EXERCISE OBJECTIVE: Reproduce the material that follows, please, but only from its first line to the line containing "johansaji: @pwielders , After", inclusive.

_ _ _ _

PR #239, opened 2019-11-24
power: Adds configuration option to register power key and control clients

johansaji:
This commit is for adding an config option to decide on whether to
register for power key or to control the client with IStateControl
interface.


Power/Power.cpp
```diff
@@ -23,11 +23,19 @@ namespace Plugin {
         _power = Core::ServiceAdministrator::Instance().Instantiate<Exchange::IPower>(Core::Library(), _T("PowerImplementation"), static_cast<uint32_t>(~0));
 
         if (_power != nullptr) {
+            Config config;
+
+            config.FromString(_service->ConfigLine());
+            _registerPowerKey = config.RegisterPowerKey.Value();
+            _controlClients = config.ControlClients.Value();
+
+            if (_registerPowerKey) {
```
pwielders: Can we make it a bit more advanced :-) Lets make the RegisterPowerKey a PowerKey (uint16). Than check for IsSet on the PowerKey, If it is Set, the value of this key is also the value you should observe. This allows cusomers to move to any key that could be on the remote to act as a PowerKey. I think now it is hard coded.

Power/Power.cpp
```diff
@@ -55,11 +63,13 @@ namespace Plugin {
...
         _clients.clear();
 
-        // Also we are nolonger interested in the powerkey events, we have been requested to shut down our services!
-        PluginHost::VirtualInput* keyHandler(PluginHost::InputHandler::Handler());
+        if (_registerPowerKey) {
+            // Also we are nolonger interested in the powerkey events, we have been requested to shut down our services!
+            PluginHost::VirtualInput* keyHandler(PluginHost::InputHandler::Handler());
 
-        ASSERT(keyHandler != nullptr);
-        keyHandler->Unregister(&_sink, KEY_POWER);
```
pwielders: This KEY_POWER ==> PowerKey (uint32_t value ? or was it a uint16_t?)

Power/Power.cpp
johansaji: Yaa.. That is a good suggestion... will update  like that

Power/Power.cpp
johansaji: its uint32_t

Power/Power.cpp
johansaji: @pwielders , After giving a thought on it, How do you want to do it. We could only specify the key as an integer in the config, wouldn't it create a confusion?

pwielders: if you do not set a key in the config, the flag IsSet() on the element is false, so that means do not respond on a key. If it has a value set, it is the key value.

rjpdasilva: Hi @pwielders, 

I think @johansaji's question was about having a flat number for the key in the JSON config instead of the key define. For example, for the power key that would be `116` for `KEY_POWER` (see https://github.com/torvalds/linux/blob/master/include/uapi/linux/input-event-codes.h#L191). By seeing just `116` in the config, one may not associated this directly to the actual key.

_ _ _ _

RESPONSE BELOW:
PR #239, opened 2019-11-24
power: Adds configuration option to register power key and control clients

johansaji:
This commit is for adding an config option to decide on whether to
register for power key or to control the client with IStateControl
interface.


Power/Power.cpp
```diff
@@ -23,11 +23,19 @@ namespace Plugin {
         _power = Core::ServiceAdministrator::Instance().Instantiate<Exchange::IPower>(Core::Library(), _T("PowerImplementation"), static_cast<uint32_t>(~0));
 
         if (_power != nullptr) {
+            Config config;
+
+            config.FromString(_service->ConfigLine());
+            _registerPowerKey = config.RegisterPowerKey.Value();
+            _controlClients = config.ControlClients.Value();
+
+            if (_registerPowerKey) {
```
pwielders: Can we make it a bit more advanced :-) Lets make the RegisterPowerKey a PowerKey (uint16). Than check for IsSet on the PowerKey, If it is Set, the value of this key is also the value you should observe. This allows cusomers to move to any key that could be on the remote to act as a PowerKey. I think now it is hard coded.

Power/Power.cpp
```diff
@@ -55,11 +63,13 @@ namespace Plugin {
...
         _clients.clear();
 
-        // Also we are nolonger interested in the powerkey events, we have been requested to shut down our services!
-        PluginHost::VirtualInput* keyHandler(PluginHost::InputHandler::Handler());
+        if (_registerPowerKey) {
+            // Also we are nolonger interested in the powerkey events, we have been requested to shut down our services!
+            PluginHost::VirtualInput* keyHandler(PluginHost::InputHandler::Handler());
 
-        ASSERT(keyHandler != nullptr);
-        keyHandler->Unregister(&_sink, KEY_POWER);
```
pwielders: This KEY_POWER ==> PowerKey (uint32_t value ? or was it a uint16_t?)

Power/Power.cpp
johansaji: Yaa.. That is a good suggestion... will update  like that

Power/Power.cpp
johansaji: its uint32_t

Power/Power.cpp
johansaji: @pwielders , After giving a thought on it, How do you want to do it. We could only specify the key as an integer in the config, wouldn't it create a confusion?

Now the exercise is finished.